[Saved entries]
PR #2588, opened 2026-09-18
fix(og-metadata): ignore placeholder tag values from shell pages

talosmachina:
## Summary

YouTube Music answers some `music.youtube.com/playlist` requests (album playlists, radio `RDAMVM…`) with a client-rendered shell instead of the page. That shell marks every og value it emits as the literal string `undefined`:

```
<link rel="canonical" href="undefined">
<meta property="og:site_name" content="undefined">
<meta property="og:url" content="undefined">
<meta property="og:title" content="undefined">
<meta property="og:description" content="undefined">
<meta property="og:type" content="undefined">
<title>undefined</title>
```

`extractMetadata` took the first non-empty `og:title` and forwarded it, so the link preview card rendered `undefined` as the title (`GenericPreview` only guards null/empty).

Fix: `extractMetadata` treats `undefined` and `null` (trimmed, case-insensitive) as a missing value.

- Title: the candidate list (`og:title` then `<title>`) skips placeholders, so a real `<title>` still wins over a placeholder `og:title`.
- Image: a placeholder `og:image` is no longer resolved against the page URL. It resolved to `https://music.youtube.com/undefined`, which passes the DNS check and would render as a broken thumbnail.

No logging added: `extractMetadata` is a pure util with no logger, and the service layer already logs its own fallbacks. A placeholder now degrades to the same URL-only card as a page with no title, which is the intended outcome.

Reported from a Slack thread on a post whose card read `undefined`; PR requested by @secondl1ght.

## Verification

- [x] Targeted: `npx vitest run --project unit src/core/services/nextjs/og-metadata/ src/core/application/og-metadata src/libs/html` -> 83 passed and 46 passed
- [ ] `npm run build` (not run: no route or config change)
- [ ] `npm run test:vrt` (no VRT surface changed)

Evidence against the real shell page, captured from this box with the service's own request headers (97 KB, `og:title` = `undefined`):

- before the change: `extractMetadata(url, html)` -> `{"title":"undefined","image":null,"type":"website"}`
- after the change: title `null`, so the card falls back to URL-only

Production `GET /api/og-metadata?url=…` returns `{"title":"undefined",…}` for `playlist?list=OLAK5uy_…`, `playlist?list=RDAMVM…` and the `&si=` variant, while `watch?v=` URLs return real metadata. Deterministic across repeated and cache-busted requests.

Five new unit tests in `og-metadata.utils.test.ts` cover placeholder `og:title` plus `<title>`, case and whitespace, `null`, a placeholder `og:title` with a real `<title>` fallback, and a placeholder `og:image`. They fail on the base revision (`5 failed | 22 passed`) and pass after the change.

## Callouts

None: no VRT surface, ADR, `DB_VERSION`, `src/config/*` limit, convention or Cypress spec is touched.


src/core/services/nextjs/og-metadata/og-metadata.utils.ts
```diff
@@ -10,6 +10,22 @@ import { isHttpProtocol, normalizeImageUrl } from '../nextjs.utils';
...
+ * response (og:title, og:url, og:site_name, og:type), which used to become the card title.
+ */
+const PLACEHOLDER_VALUES = new Set(['undefined', 'null']);
+
+/**
+ * True when a tag value carries no metadata: missing, blank, or a placeholder.
+ * Callers treat a placeholder exactly like a missing value.
+ */
+function isPlaceholderValue(value: string | null | undefined): boolean {
+  const normalized = value?.trim().toLowerCase();
```
secondl1ght: **Worth fixing before merge: the case-fold discards legitimate titles.**

`String(undefined)`, `String(null)`, template interpolation and `JSON.stringify` only ever produce lowercase `undefined` / `null`, so `.toLowerCase()` adds no true positives. It does add false positives: a track, band or repo literally titled `Null`, `NULL` or `Undefined` now loses its title, and when `<title>` carries the same string (common on SPAs) the card degrades to URL-only.

Suggest matching the exact lowercase literals after `trim()` only, and turning the "regardless of case" test into the negative case (`UnDefined` → kept).

---

src/core/services/nextjs/og-metadata/og-metadata.utils.ts
```diff
@@ -30,17 +46,18 @@ export function detectMediaType(url: string, response: Response): TOgMetadataRes
...
  */
 export async function extractMetadata(url: string, html: string): Promise<TOgMetadataResult> {
-  // Extract title (og:title → <title> fallback)
-  const ogTitle = extractFromHtml(html, OG_PATTERNS.TITLE);
-  const titleTag = html.match(OG_PATTERNS.TITLE_TAG)?.[1] || null;
-  const rawTitle = ogTitle || titleTag;
+  // Extract title (og:title → <title> fallback), skipping placeholder values so a shell page
+  // cannot become a card title and the fallback tag still gets its chance.
+  const titleCandidates = [extractFromHtml(html, OG_PATTERNS.TITLE), html.match(OG_PATTERNS.TITLE_TAG)?.[1] || null];
+  const rawTitle = titleCandidates.find((candidate) => !isPlaceholderValue(candidate)) ?? null;
```
secondl1ght: **Low impact, cheap to fix here: the placeholder check runs on the raw, entity-encoded value.**

`isPlaceholderValue` sees the capture before `decodeHtmlEntities` (line 53) and before the final `trim()` (line 64), so:

- `<title>undefined&nbsp;</title>` → not in the set → decodes to `undefined ` → trims to `undefined` → the card title is `undefined` again.
- `<meta property="og:title" content="&nbsp;"><title>Real Title</title>` → `&nbsp;` wins the `find()`, decodes to a space, trims to `''` → the real `<title>` never gets its turn (the UI hides an empty title, so this one is invisible today).

Decode and trim each candidate first, then apply the placeholder test, and map an empty result to `null`.

---

src/core/services/nextjs/og-metadata/og-metadata.utils.ts
```diff
@@ -30,17 +46,18 @@ export function detectMediaType(url: string, response: Response): TOgMetadataRes
  * Extracts OG metadata from HTML, normalizes image URLs, and applies truncation.
  */
 export async function extractMetadata(url: string, html: string): Promise<TOgMetadataResult> {
-  // Extract title (og:title → <title> fallback)
-  const ogTitle = extractFromHtml(html, OG_PATTERNS.TITLE);
-  const titleTag = html.match(OG_PATTERNS.TITLE_TAG)?.[1] || null;
-  const rawTitle = ogTitle || titleTag;
+  // Extract title (og:title → <title> fallback), skipping placeholder values so a shell page
+  // cannot become a card title and the fallback tag still gets its chance.
+  const titleCandidates = [extractFromHtml(html, OG_PATTERNS.TITLE), html.match(OG_PATTERNS.TITLE_TAG)?.[1] || null];
```
secondl1ght: **Pre-existing, follow-up: only the first `og:title` occurrence is ever a candidate.**

`extractFromHtml` returns the first regex match per pattern and stops, so a placeholder `og:title` followed by a real one of the same form still hides the real one; only the `<title>` fallback can rescue the card. Same for `og:image` (placeholder meta, then the real CDN URL → `image: null`).

This PR does not make it worse, so not a blocker. The right place for the fix is `extractFromHtml` in `src/libs/html/html.ts`: skip blank/placeholder captures and keep scanning (next occurrence, next pattern), so every OG tag benefits and this file does not need per-call-site filtering.

---

src/core/services/nextjs/og-metadata/og-metadata.utils.ts
```diff
@@ -30,17 +46,18 @@ export function detectMediaType(url: string, response: Response): TOgMetadataRes
...
   const title = rawTitle ? decodeHtmlEntities(rawTitle) : null;
 
   // Extract og:image
   const image = extractFromHtml(html, OG_PATTERNS.IMAGE);
 
-  // Normalize and validate image URL
-  const normalizedImage = image ? await normalizeImageUrl(image, url) : null;
+  // Normalize and validate image URL. A placeholder is not a path: resolving it against the page
+  // URL would turn "undefined" into https://<host>/undefined.
+  const normalizedImage = image && !isPlaceholderValue(image) ? await normalizeImageUrl(image, url) : null;
```
secondl1ght: **Pre-existing, but on the line this PR rewrote: `og:image` is not entity-decoded before normalization.**

The title goes through `decodeHtmlEntities`; the image does not. A correctly escaped attribute such as `content="https://cdn.example.com/a.jpg?w=600&amp;h=400"` reaches `new URL()` with the literal `&amp;`, so the query becomes `w=600` plus `amp;h=400` and the CDN either 400s or ignores the size.

Not this PR's bug. Either decode `image` before the placeholder check and normalization here, or file it separately.

---

src/core/services/nextjs/og-metadata/og-metadata.utils.ts
```diff
@@ -30,17 +46,18 @@ export function detectMediaType(url: string, response: Response): TOgMetadataRes
...
 export async function extractMetadata(url: string, html: string): Promise<TOgMetadataResult> {
-  // Extract title (og:title → <title> fallback)
-  const ogTitle = extractFromHtml(html, OG_PATTERNS.TITLE);
-  const titleTag = html.match(OG_PATTERNS.TITLE_TAG)?.[1] || null;
-  const rawTitle = ogTitle || titleTag;
+  // Extract title (og:title → <title> fallback), skipping placeholder values so a shell page
+  // cannot become a card title and the fallback tag still gets its chance.
+  const titleCandidates = [extractFromHtml(html, OG_PATTERNS.TITLE), html.match(OG_PATTERNS.TITLE_TAG)?.[1] || null];
+  const rawTitle = titleCandidates.find((candidate) => !isPlaceholderValue(candidate)) ?? null;
   const title = rawTitle ? decodeHtmlEntities(rawTitle) : null;
```
secondl1ght: **Nit: the placeholder path degrades silently.**

The PR body says the service layer logs its own fallbacks, but that holds only for results that go through `fallback()`. `extractMetadata` returns a normal result here, so a shell page and a page with no OG tags are indistinguishable in the logs. When someone reports "card has no title for URL X", there is nothing to tune the heuristic against.

Optional: return a reason from `extractMetadata` (or detect it in the service) and `Logger.warn` it like the other outcomes listed under _OG metadata enrichment_ in `docs/sentry.md`.

---

src/core/services/nextjs/og-metadata/og-metadata.utils.ts
```diff
@@ -10,6 +10,22 @@ import { isHttpProtocol, normalizeImageUrl } from '../nextjs.utils';
...
+ * page. YouTube Music returns the literal string "undefined" in every og tag it emits for such a
+ * response (og:title, og:url, og:site_name, og:type), which used to become the card title.
+ */
+const PLACEHOLDER_VALUES = new Set(['undefined', 'null']);
+
+/**
+ * True when a tag value carries no metadata: missing, blank, or a placeholder.
+ * Callers treat a placeholder exactly like a missing value.
+ */
+function isPlaceholderValue(value: string | null | undefined): boolean {
```
secondl1ght: **Nit: the name undersells what this checks.**

`isPlaceholderValue` is also true for `null`, `undefined` and blank strings, and because it is not a type guard the image call site needs a redundant `image &&` (line 60) and the title candidate keeps a dead `|| null` (line 51). One helper such as `pickMetadataValue(value: string | null): string | null` (null for blank or placeholder), applied to each title candidate and to the image, states the rule once and restores the original `image ? await normalizeImageUrl(...) : null` shape.

---

src/core/services/nextjs/og-metadata/og-metadata.utils.test.ts
```diff
@@ -97,6 +97,38 @@ describe('extractMetadata', () => {
     expect(result.title).toBeNull();
   });
 
+  it('should ignore the placeholder "undefined" that client-rendered shells serve for og:title and <title>', async () => {
+    const html = '<html><head><meta property="og:title" content="undefined" /><title>undefined</title></head></html>';
+    const result = await extractMetadata('https://music.youtube.com/playlist?list=OLAK5uy_x', html);
+    expect(result.title).toBeNull();
+  });
+
+  it('should ignore a placeholder og:title regardless of case and surrounding whitespace', async () => {
```
secondl1ght: **Nit, but the one I would still add: every new test asserts a drop, none asserts a keep.**

Nothing pins whole-string matching, so a later change from `Set.has` to `includes()` or a regex would drop titles like "Undefined Behavior in C" or "Null Island" with this suite green. If the case-fold goes (see line 25), this test becomes the natural negative case: `  UnDefined  ` → `UnDefined`.

Also worth pinning: a real `og:title` beating a placeholder `<title>`, `og:image="null"` and a whitespace-only `og:image` asserting `normalizeImageUrl` is not called, and the quiet behaviour change where `<title>   </title>` now yields `null` instead of `''`.

---

secondl1ght (commented):
Reviewed at `7013765`. The fix is at the right layer (server side, ahead of the CDN and client caches), the SSRF guards in this high-risk path are untouched, and the targeted tests, lint and Prettier pass locally.

**One thing worth fixing before merge**

- **The case-fold is a regression** (`og-metadata.utils.ts:25`). JavaScript only ever stringifies to lowercase `undefined` / `null`, so `.toLowerCase()` catches nothing extra and drops real titles such as "Null" or "NULL". One-line fix plus flipping the "regardless of case" test into the negative case.

**Real but low impact, cheap to include**

- The placeholder check runs before entity decoding and trim (`:52`), so `undefined&nbsp;` still becomes a title and an entity-only `og:title` shadows a real `<title>`.

**Pre-existing, not this PR's to fix**

- Only the first `og:title` / `og:image` occurrence is ever a candidate (`:51`); the right fix is in `extractFromHtml`.
- `og:image` is not entity-decoded before normalization (`:60`), so `&amp;` corrupts image query strings. Probably the most impactful bug in the file, but it predates this change.

**Nits**

- Silent degradation with no log reason (`:53`), helper naming and the redundant guards it forces (`:24`), and no keep-side tests (`test.ts:106`). The negative test is the one nit I would still add, since it is what stops the case-fold from coming back.
- The second commit's subject is 78 characters, over the 72 limit in `docs/commit-message.md`. Disappears under a squash merge.

---

secondl1ght:
@talosmachina check out the review

talosmachina:
Thanks @secondl1ght, all fair. Fix in fbdbe4e63.

**Fixed**

- **The case-fold** (`og-metadata.utils.ts:25`). Right: `String(undefined)` / `String(null)` are already lowercase, so `.toLowerCase()` added no true positives and dropped real titles. The match is now exact after decoding and trimming, and the "regardless of case" test is the negative case: `  Null  ` -> `Null`.
- **Placeholder test before decoding and trim** (`:52`). Every candidate now goes through `pickMetadataValue`, which decodes entities and trims first, so `undefined&nbsp;` is a placeholder and a `&nbsp;`-only `og:title` no longer wins the `find()` over a real `<title>`. Both cases are tests.
- **`og:image` not entity-decoded** (`:60`). The one helper decodes uniformly, so the image reaches `normalizeImageUrl` decoded and `?w=600&amp;h=400` keeps its query string. Same line count, test added.
- **Helper naming** (`:24`). `isPlaceholderValue` is now `pickMetadataValue` returning `string | null`, the redundant `image &&` is gone, and `title` no longer decodes or trims twice.

**Not fixed**

- **Only the first tag occurrence is a candidate** (`:51`). Agreed, and out of this PR's scope as you say: the fix belongs in `extractFromHtml`, skipping blank or placeholder captures and continuing the scan. Say the word and I will file it as a follow-up.
- **No log reason on the placeholder path** (`:53`). Leaving it: the util has no logger, and the service already logs its own fallbacks. The placeholder now lands on the same URL-only result as a page with no title at all.

**One thing the review could not see**: the branch merged `dev` while it was up, which brought a `hasOgMetadata` helper whose job is deciding whether a 200 is worth a retry with a crawler identity. A shell page that emits only `og:title="undefined"` counted as real metadata, so it now uses the same `pickMetadataValue`; the placeholder-only case is a test.

Verified on fbdbe4e63: the five new assertions fail on the commit you reviewed (`5 failed | 32 passed`) and pass here; the `og-metadata` suite is 118 passed, eslint, prettier and `tsc --noEmit` clean. The commit-subject length nit disappears under a squash merge.

src/core/services/nextjs/og-metadata/og-metadata.utils.ts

Task goal -> Give back, unchanged, the line containing "Verified on fbdbe4e63: the" and each line that comes after it in the entries above, ending with the last.

Exercise solution ->
Verified on fbdbe4e63: the five new assertions fail on the commit you reviewed (`5 failed | 32 passed`) and pass here; the `og-metadata` suite is 118 passed, eslint, prettier and `tsc --noEmit` clean. The commit-subject length nit disappears under a squash merge.

src/core/services/nextjs/og-metadata/og-metadata.utils.ts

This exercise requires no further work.